石本酒造の酒造りは、単なる製品づくりではなく、「人々の暮らしに寄り添い、豊かにするもの」という信念に支えられています。水や米といった自然の恵みに感謝し、蔵人たちの丁寧な手仕事とともに、淡麗辛口という酒質の中に、深みと品格を宿した酒を生み出してきました。 今や「越乃寒梅」は、新潟清酒を代表する銘柄の一つとして全国に知られ、さらにはアメリカやイギリス、カナダなど世界各国にも輸出され、日本の酒文化の象徴としても高く評価されています。 創業から一貫して「ぶれずに理想を追い求める」という姿勢を守り続けてきた石本酒造。これからも先人たちの精神を大切にしながら、新たな挑戦に向かって一歩一歩着実に歩みを進めています。
地酒ブームと新潟県酒の発展
1980年代、日本酒業界に大きな変革の波が押し寄せました。それが「地酒ブーム」と呼ばれる現象です。このブームの中心となったのが新潟県であり、同県の酒は一躍、全国の酒好きを虜にする存在となりました。その火付け役の一つが、石本酒造の「越乃寒梅」でした。 この酒が全国的な注目を浴びたきっかけは、当時『週刊朝日』の編集長を務めていた佐々木久子氏による一文です。佐々木氏は越乃寒梅を「幻の酒」として誌面で取り上げ、その名は瞬く間に全国に知れ渡ることとなります。雑誌の影響力は絶大で、それまで知る人ぞ知る存在だった新潟の地酒は、一夜にして日本酒界の“スター”へと変貌を遂げました。 この時期、ただの宣伝に留まらず、酒質そのものの評価も高まりました。背景には、新潟財務局の酒類鑑定官・田中哲郎氏の尽力がありました。田中氏は新潟の酒造技術の底上げに尽力し、各蔵元の指導にあたるなど、淡麗辛口という新潟酒の方向性を確立する上で重要な役割を果たしました。さらに、「酒の博士」として知られる坂口謹一郎氏も、新潟酒の洗練された酒質に注目し、学術的視点からその魅力を発信しました。これらの人物が地酒の魅力を専門的に裏付けたことも、ブームの信頼性を高めることに貢献しています。 地酒ブームが加速する中、石本酒造の越乃寒梅だけでなく、福井酒造の「峰乃白梅」、丸山酒造場の「雪中梅」も注目を集め、三者あわせて「越後の三梅」と称されました。特に越乃寒梅はその洗練された味わいと希少性から、一時は「幻の酒」としてプレミア価格がつき、手に入れることすら困難になった時期もありました。 こうした地酒の人気は、ただの一過性の流行ではありませんでした。新潟県の酒蔵が一丸となって品質向上に取り組み、飲みやすく食に合う「淡麗辛口」という独自の酒質を確立したことで、日本酒の一大ブランド産地としての地位を築いたのです。 1980年代の地酒ブームは、新潟酒にとってまさに転機でした。そして、その静かな革命の陰には、越乃寒梅の存在と、それを支えた人物たちの情熱がありました。
石本酒造のこだわりとポリシー
石本酒造は、「一滴に、一輪の美意識」を掲げ、日本酒を単なる嗜好品としてではなく、心を潤し、人と人、地域と世界を結ぶ「文化」として育んでいます。

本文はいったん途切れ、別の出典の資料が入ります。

PR #515, opened 2023-01-20
Change tests to support pandas 1.5.3

Dr-Irv:
We had some tests that had uncovered bugs in pandas 1.5.2 that are now fixed in 1.5.3.

Note - there is a nightly test that is now failing, but that's because it is using an old nightly build, so I added a comment about that.


tests/test_pandas.py
```diff
@@ -1706,7 +1705,8 @@ def test_pivot_table() -> None:
         ),
         pd.DataFrame,
     )
-    if Version(np.__version__) <= Version("1.23.5"):
+    if PD_LTE_15:
+        # Nightly builds failing since 1/12/2023, but this is fixed since then
```
twoertwein, line 1709: Might need to double-check why we install a more than 7-day old pandas (not needed for now).

If we expect that the CI will pull in a newer version very soon, I wouldn't mind simply letting it fail.

twoertwein (approved):

tests/test_pandas.py
Dr-Irv: > Might need to double-check why we install a more than 7-day old pandas (not needed for now).
> 
> If we expect that the CI will pull in a newer version very soon, I wouldn't mind simply letting it fail.

I put a message on slack and @lithomas1 said he'd look into it this weekend.  I'd rather not let it fail to avoid getting the failure emails!

Dr-Irv: https://github.com/pandas-dev/pandas/issues/50898

twoertwein:
Thanks @Dr-Irv

PR #523, opened 2023-01-30
Update explode to handle lists

rchiodo:
Based on this feedback here that we received: 
https://github.com/microsoft/pylance-release/issues/3871

It looks like explode also takes a list.

- [x] Closes https://github.com/microsoft/pylance-release/issues/3871


bashtage:
Since str is included, why not Sequence[Hashable]

rchiodo:
> Since str is included, why not Sequence[Hashable]

Good idea, I'll switch it to that.

pandas-stubs/core/frame.pyi
```diff
@@ -1011,7 +1011,9 @@ class DataFrame(NDFrame, OpsMixin):
     def stack(
         self, level: Level | list[Level] = ..., dropna: _bool = ...
     ) -> DataFrame | Series[Any]: ...
-    def explode(self, column: _str | tuple, ignore_index: _bool = ...) -> DataFrame: ...
+    def explode(
+        self, column: _str | tuple | Sequence[Hashable], ignore_index: _bool = ...
```
Dr-Irv, line 1015: You can just use `Sequence[Hashable]` by itself, as that will match `_str` and `tuple` as well.

Dr-Irv (approved):
thanks @rchiodo

PR #526, opened 2023-02-03
Add RandomState support for df sampling

### LINKED ISSUE #525: The DataFrame.sample function does not accept Generator objects for random_state
**Describe the bug**
When calling [DataFrame.sample](https://pandas.pydata.org/docs/reference/api/pandas.DataFrame.sample.html) with a random_state argument, a type warning is
raised if a numpy.random.RandomState object is used, claiming that only an integer
can be inputted as an argument.

**To Reproduce**

```python
import numpy as np
import pandas as pd

rng = np.random.default_rng(0)

df = pd.DataFrame(data={'col1': [1, 2], 'col2': [3, 4]})
df.sample(n=1, random_state=rng)
```

Error message:
```
Argument of type "Generator" cannot be assigned to parameter "random_state" of type "int | None" in function "sample"
  Type "Generator" cannot be assigned to type "int | None"
    "Generator" is incompatible with "int"
```

 - OS: Manjaro Linux
 - python 3.10.9
 - version of type checker: pyright 1.1
 - version of installed `pandas-stubs`: 1.5.2

intermezzio:
- [ ] Closes #525
- [ ] Tests added: /core/frame.pyi L234

### DIFF
--- a/pandas-stubs/_typing.pyi
+++ b/pandas-stubs/_typing.pyi
@@ -374,7 +374,7 @@ ValidationOptions: TypeAlias = Literal[
     "m:m",
 ]
 
-RandomState = Union[
+RandomState: TypeAlias = Union[
     int,
     ArrayLike,
     np.random.Generator,
--- a/pandas-stubs/_typing.pyi
+++ b/pandas-stubs/_typing.pyi
@@ -373,4 +373,13 @@ ValidationOptions: TypeAlias = Literal[
     "many_to_many",
     "m:m",
 ]
+
+RandomState = Union[
+    int,
+    ArrayLike,
+    np.random.Generator,
+    np.random.BitGenerator,
+    np.random.RandomState,
+]
+
 __all__ = ["npt", "type_t"]
--- a/pandas-stubs/core/frame.pyi
+++ b/pandas-stubs/core/frame.pyi
@@ -94,6 +94,7 @@ from pandas._typing import (
     NaPosition,
     ParquetEngine,
     QuantileInterpolation,
+    RandomState,
     ReadBuffer,
     Renamer,
     ReplaceMethod,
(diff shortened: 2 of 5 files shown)


pandas-stubs/core/frame.pyi
```diff
@@ -1916,7 +1917,7 @@ class DataFrame(NDFrame, OpsMixin):
         frac: float | None = ...,
         replace: _bool = ...,
         weights: _str | ListLike | None = ...,
-        random_state: int | None = ...,
+        random_state: RandomState = ...,
```
Dr-Irv, line 1920: should be `RandomState | None`

pandas-stubs/_typing.pyi
```diff
@@ -373,4 +373,13 @@ ValidationOptions: TypeAlias = Literal[
     "many_to_many",
     "m:m",
 ]
+
+RandomState = Union[
```
Dr-Irv: Should be `RandomState:  TypeAlias = Union[`

(Sorry I should have caught that before - it's a difference between pandas and the stubs)

Dr-Irv (changes requested):
Can you also change the declarations of that parameter in `sample` in `core/series.pyi` and `core/groupby/generic.pyi` as well?  You don't need to add tests for those.

You need to run `poetry run poe style` on your code as well.

pandas-stubs/_typing.pyi
intermezzio: Done!

intermezzio:
I've added this to generic and series. Unfortunately I'm having issues running the testing suite (poetry install runs but the precommit hook tries to get python from an unrelated conda environment which is messing up `poetry run poe style`) although I've at least changed the styling so that it should fix the long line created in the first commit of the PR.

Dr-Irv (approved):
thanks @intermezzio

PR #528, opened 2023-02-06
fix NumericIndex for nightly

Dr-Irv:
Nightly builds were failing because `NumericIndex` is removed for 2.0, so this allows it to work for 1.5.x, but removes it from testing for 2.0. 

Once 2.0 is released, then we can remove `NumericIndex` in the PYI and tests.

### DIFF
--- a/tests/test_indexes.py
+++ b/tests/test_indexes.py
@@ -12,7 +12,6 @@ from typing import (
 import numpy as np
 from numpy import typing as npt
 import pandas as pd
-from pandas.core.indexes.numeric import NumericIndex
 from typing_extensions import (
     Never,
     assert_type,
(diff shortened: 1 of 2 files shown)


tests/test_indexes.py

その酒造りには、厳しい冬の寒さの中で凛と咲く梅の花のような、美しさと芯の強さが込められています。創業以来、「飲み手に寄り添う酒」を信条に、飲み飽きず、食事と調和し、どんなシーンにも自然と馴染む酒質を追求してきました。 石本酒造のこだわりは、まず「吟味を重ねた素材と環境」から始まります。使用する原料米は酒造好適米に限り、品質を見極めながら選定。仕込み水は、自ら掘り当てた良質な軟水を使い、精緻な温度管理と丁寧な手仕事によって、米の旨みを最大限に引き出します。蔵人たちは長年培ってきた技術と感性を頼りに、雑味のない品格ある酒を少量ずつじっくりと醸しています。 「頑なさとしなやかさ」も石本酒造の大きな特長です。初代から続く「大胆、且つ細心、周到」という信念を守りながらも、時代の食文化やライフスタイルに対応した革新にも積極的に挑んでいます。定番酒「越乃寒梅 灑(さい)」や新シリーズの開発はその象徴であり、伝統と革新が共存する酒造りを体現しています。 石本酒造の酒は、日常の晩酌からハレの日、海外の食卓にまで広く愛されています。特定の層や場面に限定せず、すべての人に開かれた酒を目指す姿勢は、多様性の時代においても際立つ存在感を放っています。また、日本酒の魅力を正しく伝えるため、適量飲酒の啓発や日本酒食文化の発信にも注力し、日本酒そのものへの「恩返し」を続けています。 そして何より、石本酒造の原点には、地元・亀田郷への深い感謝があります。厳しい自然と向き合いながら暮らす人々への敬意から始まった酒造り。その想いは今も変わらず、地域との連携や貢献活動として形を変え、次世代へと継がれています。石本酒造はこれからも、日本酒のある豊かな時間を届ける存在として、その一滴に誠実な美意識を込め続けていきます。